(What you have to do) Transcribe all records verbatim.

[Records from a data collection]
==============================

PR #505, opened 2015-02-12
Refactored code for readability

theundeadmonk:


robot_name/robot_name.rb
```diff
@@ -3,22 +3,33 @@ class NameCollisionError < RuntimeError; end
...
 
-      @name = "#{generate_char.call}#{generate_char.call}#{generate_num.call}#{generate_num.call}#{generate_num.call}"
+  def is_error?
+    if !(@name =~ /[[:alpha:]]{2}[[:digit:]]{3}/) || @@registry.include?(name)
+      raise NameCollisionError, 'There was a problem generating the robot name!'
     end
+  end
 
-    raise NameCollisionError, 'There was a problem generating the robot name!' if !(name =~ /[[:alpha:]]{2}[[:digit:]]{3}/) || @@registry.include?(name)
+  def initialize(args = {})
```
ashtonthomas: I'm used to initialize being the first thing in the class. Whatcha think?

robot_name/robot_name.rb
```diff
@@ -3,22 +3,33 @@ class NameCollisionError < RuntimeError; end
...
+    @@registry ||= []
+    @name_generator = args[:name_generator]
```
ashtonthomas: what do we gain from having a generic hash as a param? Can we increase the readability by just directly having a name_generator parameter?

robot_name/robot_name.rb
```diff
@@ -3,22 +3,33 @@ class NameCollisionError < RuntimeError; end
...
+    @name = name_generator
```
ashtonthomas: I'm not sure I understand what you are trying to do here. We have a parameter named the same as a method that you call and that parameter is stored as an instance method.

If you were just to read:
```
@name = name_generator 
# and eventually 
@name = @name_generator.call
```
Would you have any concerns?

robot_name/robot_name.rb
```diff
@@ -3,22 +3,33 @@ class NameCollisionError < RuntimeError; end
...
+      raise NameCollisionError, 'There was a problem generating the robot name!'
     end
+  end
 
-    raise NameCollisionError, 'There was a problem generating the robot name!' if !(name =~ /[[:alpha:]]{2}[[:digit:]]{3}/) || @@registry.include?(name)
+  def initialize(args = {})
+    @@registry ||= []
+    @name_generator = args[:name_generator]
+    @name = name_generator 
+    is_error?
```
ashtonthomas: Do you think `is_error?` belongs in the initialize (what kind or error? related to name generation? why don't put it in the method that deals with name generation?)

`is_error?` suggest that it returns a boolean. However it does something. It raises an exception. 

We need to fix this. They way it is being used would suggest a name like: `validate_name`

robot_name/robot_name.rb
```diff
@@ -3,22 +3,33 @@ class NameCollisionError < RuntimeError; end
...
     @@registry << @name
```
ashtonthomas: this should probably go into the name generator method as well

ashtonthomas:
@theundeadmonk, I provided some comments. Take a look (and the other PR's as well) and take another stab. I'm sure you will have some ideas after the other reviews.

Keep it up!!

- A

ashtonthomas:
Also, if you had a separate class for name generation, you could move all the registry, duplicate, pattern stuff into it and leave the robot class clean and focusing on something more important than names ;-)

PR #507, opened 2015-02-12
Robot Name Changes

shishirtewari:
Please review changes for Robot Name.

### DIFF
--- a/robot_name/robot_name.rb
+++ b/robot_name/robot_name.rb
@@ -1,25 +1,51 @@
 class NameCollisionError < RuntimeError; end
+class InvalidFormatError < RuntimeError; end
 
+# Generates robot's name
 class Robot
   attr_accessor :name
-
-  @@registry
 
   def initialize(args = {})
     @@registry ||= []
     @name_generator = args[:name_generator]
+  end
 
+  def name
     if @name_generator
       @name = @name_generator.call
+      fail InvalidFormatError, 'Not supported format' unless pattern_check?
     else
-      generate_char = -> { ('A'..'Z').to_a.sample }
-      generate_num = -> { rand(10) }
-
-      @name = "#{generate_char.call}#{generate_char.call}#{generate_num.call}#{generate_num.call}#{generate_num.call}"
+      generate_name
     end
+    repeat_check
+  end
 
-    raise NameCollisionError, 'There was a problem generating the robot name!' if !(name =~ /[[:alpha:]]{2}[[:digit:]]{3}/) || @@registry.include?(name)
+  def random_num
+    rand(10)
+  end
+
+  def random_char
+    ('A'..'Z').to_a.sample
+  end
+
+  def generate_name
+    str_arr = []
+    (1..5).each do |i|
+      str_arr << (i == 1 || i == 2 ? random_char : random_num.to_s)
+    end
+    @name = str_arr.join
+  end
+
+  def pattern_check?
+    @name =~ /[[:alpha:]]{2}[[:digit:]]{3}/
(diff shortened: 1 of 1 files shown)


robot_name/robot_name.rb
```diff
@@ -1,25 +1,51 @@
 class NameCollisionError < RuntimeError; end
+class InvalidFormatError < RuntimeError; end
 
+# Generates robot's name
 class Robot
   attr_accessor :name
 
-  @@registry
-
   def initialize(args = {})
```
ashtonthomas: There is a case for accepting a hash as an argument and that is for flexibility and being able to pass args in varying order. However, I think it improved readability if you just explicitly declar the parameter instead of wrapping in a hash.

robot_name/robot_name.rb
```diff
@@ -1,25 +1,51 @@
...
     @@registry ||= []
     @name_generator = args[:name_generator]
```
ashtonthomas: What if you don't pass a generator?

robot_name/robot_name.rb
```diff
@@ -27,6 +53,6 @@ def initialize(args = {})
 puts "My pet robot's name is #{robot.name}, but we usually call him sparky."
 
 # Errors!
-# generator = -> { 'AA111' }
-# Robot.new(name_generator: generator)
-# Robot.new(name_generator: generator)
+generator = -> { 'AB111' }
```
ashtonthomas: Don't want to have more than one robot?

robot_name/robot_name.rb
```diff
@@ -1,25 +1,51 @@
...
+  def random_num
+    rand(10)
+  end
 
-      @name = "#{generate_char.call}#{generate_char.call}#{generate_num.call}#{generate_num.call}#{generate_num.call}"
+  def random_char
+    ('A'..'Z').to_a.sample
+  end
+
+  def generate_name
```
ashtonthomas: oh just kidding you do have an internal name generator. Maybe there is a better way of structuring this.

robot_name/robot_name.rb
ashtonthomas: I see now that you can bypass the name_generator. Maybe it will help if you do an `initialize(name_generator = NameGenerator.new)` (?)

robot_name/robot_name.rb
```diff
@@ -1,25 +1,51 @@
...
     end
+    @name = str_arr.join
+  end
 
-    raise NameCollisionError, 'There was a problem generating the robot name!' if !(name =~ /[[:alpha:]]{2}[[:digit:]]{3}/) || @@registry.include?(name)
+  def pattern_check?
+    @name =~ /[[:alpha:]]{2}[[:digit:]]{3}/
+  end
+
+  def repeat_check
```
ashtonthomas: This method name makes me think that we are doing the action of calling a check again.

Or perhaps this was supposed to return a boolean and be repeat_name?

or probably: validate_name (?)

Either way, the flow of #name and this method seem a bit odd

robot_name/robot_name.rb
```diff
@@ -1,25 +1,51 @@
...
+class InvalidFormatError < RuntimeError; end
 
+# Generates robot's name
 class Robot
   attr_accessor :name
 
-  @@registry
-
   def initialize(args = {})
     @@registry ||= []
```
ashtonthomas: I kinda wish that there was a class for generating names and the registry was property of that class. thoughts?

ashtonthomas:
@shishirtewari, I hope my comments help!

==============================

(Response area)
PR #505, opened 2015-02-12
Refactored code for readability

theundeadmonk:


robot_name/robot_name.rb
```diff
@@ -3,22 +3,33 @@ class NameCollisionError < RuntimeError; end
...
 
-      @name = "#{generate_char.call}#{generate_char.call}#{generate_num.call}#{generate_num.call}#{generate_num.call}"
+  def is_error?
+    if !(@name =~ /[[:alpha:]]{2}[[:digit:]]{3}/) || @@registry.include?(name)
+      raise NameCollisionError, 'There was a problem generating the robot name!'
     end
+  end
 
-    raise NameCollisionError, 'There was a problem generating the robot name!' if !(name =~ /[[:alpha:]]{2}[[:digit:]]{3}/) || @@registry.include?(name)
+  def initialize(args = {})
```
ashtonthomas: I'm used to initialize being the first thing in the class. Whatcha think?

robot_name/robot_name.rb
```diff
@@ -3,22 +3,33 @@ class NameCollisionError < RuntimeError; end
...
+    @@registry ||= []
+    @name_generator = args[:name_generator]
```
ashtonthomas: what do we gain from having a generic hash as a param? Can we increase the readability by just directly having a name_generator parameter?

robot_name/robot_name.rb
```diff
@@ -3,22 +3,33 @@ class NameCollisionError < RuntimeError; end
...
+    @name = name_generator
```
ashtonthomas: I'm not sure I understand what you are trying to do here. We have a parameter named the same as a method that you call and that parameter is stored as an instance method.

If you were just to read:
```
@name = name_generator 
# and eventually 
@name = @name_generator.call
```
Would you have any concerns?

robot_name/robot_name.rb
```diff
@@ -3,22 +3,33 @@ class NameCollisionError < RuntimeError; end
...
+      raise NameCollisionError, 'There was a problem generating the robot name!'
     end
+  end
 
-    raise NameCollisionError, 'There was a problem generating the robot name!' if !(name =~ /[[:alpha:]]{2}[[:digit:]]{3}/) || @@registry.include?(name)
+  def initialize(args = {})
+    @@registry ||= []
+    @name_generator = args[:name_generator]
+    @name = name_generator 
+    is_error?
```
ashtonthomas: Do you think `is_error?` belongs in the initialize (what kind or error? related to name generation? why don't put it in the method that deals with name generation?)

`is_error?` suggest that it returns a boolean. However it does something. It raises an exception. 

We need to fix this. They way it is being used would suggest a name like: `validate_name`

robot_name/robot_name.rb
```diff
@@ -3,22 +3,33 @@ class NameCollisionError < RuntimeError; end
...
     @@registry << @name
```
ashtonthomas: this should probably go into the name generator method as well

ashtonthomas:
@theundeadmonk, I provided some comments. Take a look (and the other PR's as well) and take another stab. I'm sure you will have some ideas after the other reviews.

Keep it up!!

- A

ashtonthomas:
Also, if you had a separate class for name generation, you could move all the registry, duplicate, pattern stuff into it and leave the robot class clean and focusing on something more important than names ;-)

PR #507, opened 2015-02-12
Robot Name Changes

shishirtewari:
Please review changes for Robot Name.

### DIFF
--- a/robot_name/robot_name.rb
+++ b/robot_name/robot_name.rb
@@ -1,25 +1,51 @@
 class NameCollisionError < RuntimeError; end
+class InvalidFormatError < RuntimeError; end
 
+# Generates robot's name
 class Robot
   attr_accessor :name
-
-  @@registry
 
   def initialize(args = {})
     @@registry ||= []
     @name_generator = args[:name_generator]
+  end
 
+  def name
     if @name_generator
       @name = @name_generator.call
+      fail InvalidFormatError, 'Not supported format' unless pattern_check?
     else
-      generate_char = -> { ('A'..'Z').to_a.sample }
-      generate_num = -> { rand(10) }
-
-      @name = "#{generate_char.call}#{generate_char.call}#{generate_num.call}#{generate_num.call}#{generate_num.call}"
+      generate_name
     end
+    repeat_check
+  end
 
-    raise NameCollisionError, 'There was a problem generating the robot name!' if !(name =~ /[[:alpha:]]{2}[[:digit:]]{3}/) || @@registry.include?(name)
+  def random_num
+    rand(10)
+  end
+
+  def random_char
+    ('A'..'Z').to_a.sample
+  end
+
+  def generate_name
+    str_arr = []
+    (1..5).each do |i|
+      str_arr << (i == 1 || i == 2 ? random_char : random_num.to_s)
+    end
+    @name = str_arr.join
+  end
+
+  def pattern_check?
+    @name =~ /[[:alpha:]]{2}[[:digit:]]{3}/
(diff shortened: 1 of 1 files shown)


robot_name/robot_name.rb
```diff
@@ -1,25 +1,51 @@
 class NameCollisionError < RuntimeError; end
+class InvalidFormatError < RuntimeError; end
 
+# Generates robot's name
 class Robot
   attr_accessor :name
 
-  @@registry
-
   def initialize(args = {})
```
ashtonthomas: There is a case for accepting a hash as an argument and that is for flexibility and being able to pass args in varying order. However, I think it improved readability if you just explicitly declar the parameter instead of wrapping in a hash.

robot_name/robot_name.rb
```diff
@@ -1,25 +1,51 @@
...
     @@registry ||= []
     @name_generator = args[:name_generator]
```
ashtonthomas: What if you don't pass a generator?

robot_name/robot_name.rb
```diff
@@ -27,6 +53,6 @@ def initialize(args = {})
 puts "My pet robot's name is #{robot.name}, but we usually call him sparky."
 
 # Errors!
-# generator = -> { 'AA111' }
-# Robot.new(name_generator: generator)
-# Robot.new(name_generator: generator)
+generator = -> { 'AB111' }
```
ashtonthomas: Don't want to have more than one robot?

robot_name/robot_name.rb
```diff
@@ -1,25 +1,51 @@
...
+  def random_num
+    rand(10)
+  end
 
-      @name = "#{generate_char.call}#{generate_char.call}#{generate_num.call}#{generate_num.call}#{generate_num.call}"
+  def random_char
+    ('A'..'Z').to_a.sample
+  end
+
+  def generate_name
```
ashtonthomas: oh just kidding you do have an internal name generator. Maybe there is a better way of structuring this.

robot_name/robot_name.rb
ashtonthomas: I see now that you can bypass the name_generator. Maybe it will help if you do an `initialize(name_generator = NameGenerator.new)` (?)

robot_name/robot_name.rb
```diff
@@ -1,25 +1,51 @@
...
     end
+    @name = str_arr.join
+  end
 
-    raise NameCollisionError, 'There was a problem generating the robot name!' if !(name =~ /[[:alpha:]]{2}[[:digit:]]{3}/) || @@registry.include?(name)
+  def pattern_check?
+    @name =~ /[[:alpha:]]{2}[[:digit:]]{3}/
+  end
+
+  def repeat_check
```
ashtonthomas: This method name makes me think that we are doing the action of calling a check again.

Or perhaps this was supposed to return a boolean and be repeat_name?

or probably: validate_name (?)

Either way, the flow of #name and this method seem a bit odd

robot_name/robot_name.rb
```diff
@@ -1,25 +1,51 @@
...
+class InvalidFormatError < RuntimeError; end
 
+# Generates robot's name
 class Robot
   attr_accessor :name
 
-  @@registry
-
   def initialize(args = {})
     @@registry ||= []
```
ashtonthomas: I kinda wish that there was a class for generating names and the registry was property of that class. thoughts?

ashtonthomas:
@shishirtewari, I hope my comments help!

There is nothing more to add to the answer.